- Information supplied -
PR #20574, opened 2018-04-02
Adding test_map_missing_mixed to test_apply.py in pandas test suite series

### LINKED ISSUE #20495: Inconsistent behavior of .map()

- Task to carry out -
Repeat only what runs from the line holding "Adding test_map_missing_mixed to" to the end of the data, keeping every line exactly as written, first and last included.

- Solution to this exercise -
Adding test_map_missing_mixed to test_apply.py in pandas test suite series

### LINKED ISSUE #20495: Inconsistent behavior of .map()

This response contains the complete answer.